CSI and the Second Coming
I spent the day before Easter doing two things that I rarely do: listening to fundamentalist Christian radio and watching episodes of CSI, the popular crime drama.
The experience brought home a weird, and probably permanent, dichotomy in American culture.
On the one hand, millions of us tune in every day to listen to a portrait of the world that is starkly hostile to most of the basic conclusions of modern science.
While driving, I heard various preachers offering what they viewed as factual evidence that the earth is only a few thousand years old.
Evolution? A fable cooked up by delusional scientists. Geology — obviously misguided.
One sermonizer laid out a detailed argument for the notion that the Second Coming and the end of all things earthly will occur on May 11, 2011.
The logic and methodology of this approach to understanding the world is, literally, Medieval.
It begins and ends with the conviction that the Bible is unequivocally factual. It is science as well as theology.
Anything that we observe which seems to contradict the texts of the Holy Book must, by definition, be false.
While this fundamentalist view permeates the radio waves, a very different culture can be found in the episodes of CSI.
On the wildly popular television whodunit, scientists are sages.
Their methods and techniques — all products of the secular Enlightenment — are raised to almost mythical status.
They sort infallibly through the world’s complexity.
They are intellectual, fearless and operate with a Sherlock Holmesian clarity.

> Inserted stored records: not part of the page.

PR #18, opened 2025-10-22
Add more parameters and wait for server availability

franz1981:
IDK @holly-cummins if that defeat the purpose of simplicity but it should be opaque to users which run the default values.

If you like the type of changes I can do the same for the other scripts (that's why is in DRAFT).

### DIFF
--- a/scripts/stress.sh
+++ b/scripts/stress.sh
@@ -1,14 +1,43 @@
 #!/bin/bash
 
-thisdir=`dirname "$0"`
+thisdir=$(dirname "$0")
+
+WRK_SETTINGS="--timeout 2s --threads 2 --connections 10 --duration 30s --rate 200"
+JVM_PARAMS="-XX:ActiveProcessorCount=8 -Xms512m -Xmx512m"
+WAIT_SERVER=${WAIT_SERVER:-true}
+
+# if no jar is provided as argument, exit and complain
+if [ "$#" -eq 0 ]; then
+  echo "Usage: $0 <path-to-jar>"
+  exit 1
+fi
 
 # make sure the port is clear before enabling halting-on-error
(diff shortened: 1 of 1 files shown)


holly-cummins:
Hmm, I feel conflicted about this. It clearly makes the scripts more powerful, but I wonder if it makes them less useful for the intended purposes:
1. A sceptical user can read the scripts, and quickly see it's just a simple wrk2/hyperfoil invocation
2. A user who has 62 other things to do can just invoke-and-go without thinking

I know the defaults mean users can still just invoke-and-go, but the extra capability does reduce the readability of the scripts. If we wanted to do things 'properly', wouldn't we use the 'medium-complexity' scripts that Eric is working on? If the crappy scripts are actually ok, it leaves less of a gap for the medium scripts to fit into. :)

franz1981:
I have mixed feelings as well.
What is the exact real purpose of the script? What is intended to demonstrate (from our pov)?

franz1981:
> here's what's wrong with the numbers you just got'. But there's no point in having two 'do it properly' sets of scripts

Thanks, got it!
In this regard I think, even before my changes, this was too good.
It set the number of cores, memory, it uses wrk2..
It even start/stop via docker a db.
Most of the time people just:
1. Run startup tests by reading what the framework log (started in 0.1 ns)
2. Run tests using work
3. Manually start stop DBs maybe not even populating them (or doing it manually, again)
4. Don't setup the number of cores
5. Uses JMeter (or wrk 1)
6. Don't configure the load generator AND the system under test
7. Perform CPU heavy work while running the test (w few cores)

edeandrea:
@franz1981 is this still needed? I dont think it does because the current `stress.sh` script has evolved since this PR was created. It waits for app startup as well as uses hyperfoil, not wrk.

Their goal is nothing short of Truth.
This conception of how science works is nearly as fabulous as the stories told on Christian radio.

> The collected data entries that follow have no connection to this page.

PR #23, opened 2025-10-30
Restructure testing strategy to remove need for extra flag on build

holly-cummins:
We would like it so that `mvn verify` works out of the box on the Quarkus project. The reason it doesn't is because the `QuarkusIntegrationTest` runs in prod mode (as all integration tests do), and it assumes the database has been populated. We can move its tests to a `QuarkusTest`, which runs in test mode and so gets a populated database. Then, because of course we still want the `QuarkusIntegrationTest` coverage, we can make a `QuarkusIntegrationTest` which assumes the database is empty on startup. 

This setup is hard to replicate in the Spring projects, and it means the Quarkus projects have more test coverage. I think this is ok, since we want the Quarkus project to be equivalent, but also idiomatic.


edeandrea (commented):
LGTM - can you also do the same on the other quarkus project so that they are the same?

holly-cummins:
> LGTM - can you also do the same on the other quarkus project so that they are the same?

Will do. I wondered about doing it and then wasn't sure if its testing should mirror the spring-y testing or the Quarkus testing. But I guess it can't fully mirror spring so it should go all in on Quarkus.

edeandrea:
> > LGTM - can you also do the same on the other quarkus project so that they are the same?
> 
> Will do. I wondered about doing it and then wasn't sure if its testing should mirror the spring-y testing or the Quarkus testing. But I guess it can't fully mirror spring so it should go all in on Quarkus.

Until the spring testing working group completes :) Then it should mirror spring :)

holly-cummins:
> > LGTM - can you also do the same on the other quarkus project so that they are the same?
> 
> Will do. I wondered about doing it and then wasn't sure if its testing should mirror the spring-y testing or the Quarkus testing. But I guess it can't fully mirror spring so it should go all in on Quarkus.

Done! I had to make an adaptation to the application because by default the import.sql is always being loaded, even in prod mode.

I also spotted that https://github.com/quarkusio/quarkus/issues/40037 means we do not need to rename the data.sql file to import.sql on the spring project, so I renamed that file to reduce the diff to spring.

edeandrea (approved):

Of course, the makers of CSI don’t pretend that they’re offering a straight story — the show is, after all, fiction.
But I wonder how many television viewers understand the distinction.
I also wonder how many Americans manage to live in both of these worlds simultaneously.
There must be millions of us who listen by day to radio preachers, who claim that science and its foundational thinkers are deeply misguided.
And then we tune in faithfully to watch those same scientists raised to the status of heroes as they corral the bad guys.
Sometimes, it seems like these two outlooks can’t possibly co-exist in one head, let alone one society.
But we’ve been muddling along together, scientists and preachers, at least since the Scopes trial, and probably much longer.
Your thoughts? Comment below.
I have a pair of hearing protection radio headphones that I wear at work sometimes. The tuning is terrible. I tune in to NCPR then turn my head a little and get a classic rock station then move a step and get a christian radio station, and there are a surprising number of christian radio stations now. They often seem to relate in in strange, surprising, and humorous ways. The other thing I've noticed is that christian radio stations seem to tune in, on average, better than secular stations. Could that be evidence of a higher power at work?
One of the problems with todays society is we believe what we see and hear explicitly. I have attended numerous postmortems and never once was a post conducted in a dark room nor did I ever do a crime scene investigation by flashlight. The good Lord let man develop the light switch for a reason. IOW- just 'cuz it's on TV or radio doesn't make it "gospel".Faith is a funny thing. While I have a very strong belief in a higher power and was raised Baptist there is no way I can stomach radio or TV televangelists. While some may be sincere, many smell like politicians that never got elected.I say let faith alone Brian. It's a very personal thing and whether you're a strict fundamentalist or a Unitarian or a Buddhist, as long as you try and be a decent person whose business is it what you believe or listen to?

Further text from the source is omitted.